If you are thinking about getting a retired breeder, leash that girl up and hit the town. See how she does.


----------



## jazzipoodle (Mar 30, 2010)

I have a retired champion. She's a joy to live with.


----------



## Skye (Feb 19, 2010)

Thank you for the responses. Once we move and get settled, I will seriously start looking.


----------



## Reesmom (Feb 4, 2010)

I have had 2 retired toys, and have placed some from the same breeder with clients of mine. This breeder chose the dogs for the people according to needs and personality. They are all wonderful to live with, and fit in perfectly in their homes. My Reece is our current girl, she was 3 when we got her. The only cost was spay and teeth cleaning. I love it.


----------



## Skye (Feb 19, 2010)

Reesmom said:


> I have had 2 retired toys, and have placed some from the same breeder with clients of mine. This breeder chose the dogs for the people according to needs and personality. They are all wonderful to live with, and fit in perfectly in their homes. My Reece is our current girl, she was 3 when we got her. The only cost was spay and teeth cleaning. I love it.


Excellent. Sounds like a great idea. I'll just have to be sure the dog loves children!!! Sounds like a win/win for everyone!


----------



## Skye (Feb 19, 2010)

Did either of you change the dog's name when you got them? I've read here that it is no big deal.


----------



## jazzipoodle (Mar 30, 2010)

No, I kept her name. A few years ago we took in a stray who is pretty old and we named him and he's very happy with his new name. I am sure it would be okay to change the name.


----------



## Lilah+Jasper (May 13, 2010)

Skye said:


> Did either of you change the dog's name when you got them? I've read here that it is no big deal.


We changed Jasper's name and he had no problems at all. I started by calling him by his former name + Jasper, then dropping the former name after about a week. I tested his old name a few weeks ago and he didn't even turn his head my way.


----------



## Reesmom (Feb 4, 2010)

They've all had their names changed. Though I love the breeder dearly, we don't have the same taste in names. No problems at all. I did try to shorten it or keep it close to the same sound. Some of the others changed it totally. All is well.

The hardest part was the few days it took for the dogs to adjust. It is all I can do to drive away from her house with them. She loves them all so much. After we are home a few days, things settle down and all is well.


----------



## Teffy (Jul 4, 2010)

cbrand said:


> Getting a mature, well trained, well-socialized Mini is priceless.


AMEN to that! 

Absolutely NO pricetag on a dog like that (add in fully health tested too)

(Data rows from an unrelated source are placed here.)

PR #3872, opened 2026-07-19
Zero-copy CPU import: mx.array(host_buffer, copy=False) on unified memory

HaoXuAI:
## Motivation
When I tried loading Parquet/Arrow columns into MLX on Apple Silicon: `mx.array(host_buffer)` always copies the host bytes into MLX-owned memory. But on unified memory the CPU and GPU share the same DRAM, so that copy is avoidable — the GPU can address the existing bytes. Pure overhead for large resident columns (feature tables, embeddings).

## What
A keyword-only `copy` on the `array` constructor. `copy=False` adopts a CPU host buffer (via Metal `newBufferWithBytesNoCopy`) instead of copying it.

```python
a = np.random.rand(64_000_000).astype(np.float32)   # 256 MB

mx.array(a)              # copy  -> 4.2 ms
mx.array(a, copy=False)  # adopt -> 0.02 ms   (no data movement; shares the bytes)
```
(M4 Max. Default is `copy=None` — unchanged behavior.)

## How
In the CPU branch of `nd_array_to_mlx`, wrap the host pointer with `make_buffer` and `set_data`, using a deleter that keeps the source alive and releases the wrapper via `allocator::release`. It raises (rather than silently copying) when Metal is unavailable, the source element size != dtype size, or the buffer can't be adopted.

## Validation
All tests pass on a local Metal build (M4 Max): values, zero-copy sharing, dtype-mismatch raise, source-lifetime, and adopt-in-a-loop. Fork Linux CI green (lint / Fedora / ASAN / UBSAN); the macOS/Metal matrix only runs on the upstream repo.

## Review questions
- CPU adopt is Metal-build-only by design — acceptable, or would you prefer a different fallback than raising?

### DIFF
--- a/python/src/array.cpp
+++ b/python/src/array.cpp
@@ -306,18 +306,13 @@ void init_array(nb::module_& m) {
       nb::pooled(/* capacity = */ 128))
       .def(
           "__init__",
-          [](mx::array* aptr,
-             nb::object v,
-             std::optional<mx::Dtype> t,
-             std::optional<bool> copy) {
-            new (aptr) mx::array(create_array(v, t, copy));
+          [](mx::array* aptr, nb::object v, std::optional<mx::Dtype> t) {
+            new (aptr) mx::array(create_array(v, t, true));
           },
           "val"_a,
           "dtype"_a = nb::none(),
-          nb::kw_only(),
-          "copy"_a = nb::none(),
           nb::sig(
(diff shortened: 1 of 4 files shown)


angeloskath (approved):
That's great!

I refactored it a bit, the main point being to remove the copy argument from `mx.array` following also the discussion in #3531.  We can use the no-copy cast via `mx.asarray` or `mx.from_dlpack` and `mx.array` always copies. If there is need we can add the copy in the array constructor later.

PR #3881, opened 2026-07-21
[CUDA][Improvement] RMSNorm backward 

nastya236:
Currently `RMSNorm::vjp` kernel consists of 2 kernels:
- compute `dx` and `dw` per row -> (M, N), (M, N)
- column reduction over (M, N) to sum gradients over rows (batch axis) for `dw`

Since rmsnorm is memory-bandwidth bounded, in theory we should benefit a lot from making dw intermediates smaller (especially since batch dim can be up M=32768 or even M=65536) to decrease the traffic. 

Therefore to make backward faster, we:
1) make kernel persistent: we launch as many CTAs as number of SMs * x (where x is heuristic, I set it to 2). Each block covers 1 tile = 1 row. To hide loads latency we pipeline using shared memory double buffering, overlapping row reduction with `cp.async` of the next row. dw partials now has a size (num_blocks, N) instead of (M, N), where num_blocks = 256 for h100/b200. 
2) also decrease block size to 128 instead of 1024 -> increase work per thread  (similar optimization to #3850)

```python 
M = 8192 * 2  # seq_len * batch size
N = 4096 # model dim
x = mx.random.uniform(shape=(M, N)).astype(mx.bfloat16)
w = mx.random.uniform(shape=(N,)).astype(mx.bfloat16)
g = mx.random.uniform(shape=(M, N)).astype(mx.bfloat16)
mx.eval(x, w, g)

def vjp_fn(x, w, g):
    return mx.vjp(lambda a, b: [mx.fast.rms_norm(a, b, 1e-5)], [x, w], [g])[1]

time_fn(vjp_fn, x, w, g, msg="rms_norm vjp (dx, dw)")
```

Before:  0.59904 msec
After: 0.32864 msec

For a chain rms_norm + linear forward+backward for M = 8192 * 2, N = 4096:
This PR backward + forward (#3850) results in 2.90942 while before (latest release) 3.54703. 

Highly inspired by https://github.com/Dao-AILab/quack.


zcbenz (approved):
Very impressive improvement!

PR #3882, opened 2026-07-21
Reuse Metal WAR tracking hash tables

neilmehta24:
## Proposed changes

Metal’s write-after-read tracking moves `next_inputs_` and `next_outputs_` into the previous sets at every barrier. This discards the old hash tables, so the next sets must rebuild their bucket lists during the following barrier epoch. This change was introduced in this PR https://github.com/ml-explore/mlx/pull/3630.

Qwen 35B hits this path 1,056 times per decoded token. The input side alone caused 1,859 bucket-table growths per token, while output tracking followed the same allocation pattern.

This change swaps both pairs of sets instead. The existing `clear()` calls remove old entries while keeping all four bucket tables for reuse. Synchronization behavior and tracked resources are unchanged.

Controlled Qwen runs with input-table reuse improved throughput by about 1.9%, with identical output and unchanged peak memory. MLX’s RoPE benchmark also showed no regression. The output-table reuse applies the same optimization but was not benchmarked separately.

## Checklist

### DIFF
--- a/mlx/backend/metal/device.cpp
+++ b/mlx/backend/metal/device.cpp
@@ -392,9 +392,9 @@ void CommandEncoder::maybeInsertBarrier() {
   if (needs_barrier_) {
     get_command_encoder()->memoryBarrier(MTL::BarrierScopeBuffers);
     needs_barrier_ = false;
-    // Preserve both hash tables' buckets for reuse across barrier epochs.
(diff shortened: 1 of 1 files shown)


angeloskath (approved):
Interesting if that makes such a difference. Can you please also provide a benchmark to showcase the 2% eg running mlx_lm.benchmark or something similar.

It's a route I would seriously consider taking again.


----------



## rjen (Apr 7, 2010)

Name changes don't seem to bother dogs. I've done lots of rescue where the dogs name was a mystery and they all adjusted with no problem. Look how many nick names our dogs have.


----------



## Sadie Girl (Jun 17, 2010)

Sadie's been with me for three weeks now and is a retired breeding mom. I paid what I presume was the cost of the spay, although it wasn't presented to me as such. She's a dear.


----------



## Skye (Feb 19, 2010)

Sadie Girl said:


> Sadie's been with me for three weeks now and is a retired breeding mom. I paid what I presume was the cost of the spay, although it wasn't presented to me as such. She's a dear.


How old is Sadie? She is beautiful! If I can find a well socialized one that is great with kids, this seems like a great answer for me!


----------



## Sadie Girl (Jun 17, 2010)

Kitsu's Sadie Lady 'n Black is 5 years old. She had her second and last litter the end of March. I was so lucky to have found her although it was a leap of faith to go to Missouri for a dog, right? I was prepared to make a u turn if it resembled a puppy mill, but the kennel was immaculate and obviously well capitalized. She was raised in a family environment before her breeding career. I talked with the owner for a few months before getting her and in that period of time, she was taken back into the house from the kennel to polish up her house manners. She's appropriately cautious with strangers, but anyone who scratches her head becomes an instant friend. 

We had lunch at an outdoor seating in Zionsville, IN last week. I left her with my daughter while I ran an errand only to return and two women were examining her. One was pointing out the lovely long nose and commenting to her companion about how nice it was. Turns out she was a show judge. She didn't comment further as our food arrived, but at least her nose is nice. Right now, that lovely nose is smelling the liver with garlic powder for her obedience bait that's on the stove. 

So far her only problem is an owner who needs to remember that counters are no longer safe haven for ANY food. Last week's Pupperoni feast (yes, the entire bag!) won't be repeated.


----------



## spoospirit (Mar 10, 2009)

_I think rehoming a retired breeding dog when necessary is a huge bonus for the new owner(s). They have had socialization, obedience training or other discipline, health testing, yearly vet visits, and, in our case anyway, a whole lot of experience with the world. To get a dog with all of this for the price of spay/neuter is priceless as long as the dog is placed with a new family that suits their temperament. The dog gets to have a family to him/herself or maybe share with one other dog and to relax and enjoy the rest of their life with nothing but fun._


----------